There is some useful discussion here: https://stackoverflow.com/questions/42041606/under-what-circumstances-can-getnameinfo-return-eai-again
@travisbell are you able to show me the contents of
/etc/nsswitch.conf
?
cat /etc/nsswitch.conf
# /etc/nsswitch.conf
#
# Example configuration of GNU Name Service Switch functionality.
# If you have the `glibc-doc-reference' and `info' packages installed, try:
# `info libc "Name Service Switch"' for information about this file.
passwd: files
group: files
shadow: files
gshadow: files
hosts: files dns
networks: files
protocols: db files
services: db files
ethers: db files
rpc: db files
netgroup: nis
Seems fairly stock, I think?
Thanks for the incredible debugging! FYI--I had to roll back Ruby 3.3, which means I also rolled back Falcon on this service for now (it's just how our builds are setup). Just an FYI, I didn't roll it back because of this issue, I was hit by this memory leak so I'm waiting for the back port and 3.3.1 release to give this all another go.
Hmm, it looks really normal. I wonder if the memory leak could potentially cause the name resolution to fail.
Thanks for trying it all out and giving feedback, that can be a lot of work, so it's really appreciated.
I'll investigate more on my end.
Do you mind giving some details about the host environment? Are you running on some kind of instance?
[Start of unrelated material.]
PR #937, opened 2021-12-18
Fix #914 by flattening out version and sorting by that

### LINKED ISSUE #914: Incorrectly sorted releases
https://plugins.jenkins.io/workflow-cps-global-lib/#releases currently lists 544.vff04fa68714d above 545.v7b28cce323cf even though it is older. Please make sure you are using Maven's version parser, https://github.com/jenkinsci/lib-version-number, or something compatible.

Can you give details of the hardware?
I believe this is a bug in Ruby v3.3.0: https://bugs.ruby-lang.org/issues/20172
As such, there is nothing we can do but wait for Ruby v3.3.1 to be released with the fix.
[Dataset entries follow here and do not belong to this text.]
PR #941, opened 2021-12-20
Fix canonical url so its not jenkins.io/template

halkeye:


timja:
Why you need approval to deploy?

timja (approved):

halkeye:
> You’ve received a Deploy Preview request from a fork by an unrecognized author

> This site is using the default sensitive variable policy, which requires site member approval for untrusted deploys when potentially sensitive environment variables are detected in your site settings. You can change your sensitive variable policy.

I didn't know that was a setting. We don't have any sensitive variables though, so I may try and disable it, but also its one click per author, so /shrug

No kidding, another 3.3.0 bug? Ok, well that makes it easy then!
Thanks again @ioquatix for all the debugging you did to figure this one out. 🙌🏼
Maybe you can report back if you try 3.3.1 so we can confirm it's sorted, but I guess in this case no news is good news :)
Hey Samuel,
I migrated one of our production apps to Falcon and started seeing this error pop up every few seconds (it's under moderate load):
This is Ruby 3.3 in Ubuntu 20.04.
It doesn't always throw it, it's like 1/100 requests or something. Any idea why the rack adapter would be throwing this from time to time? The DNS resolver we use in prod is an internal DNS address, local to our network within AWS.
Never seen this before until switching to Falcon.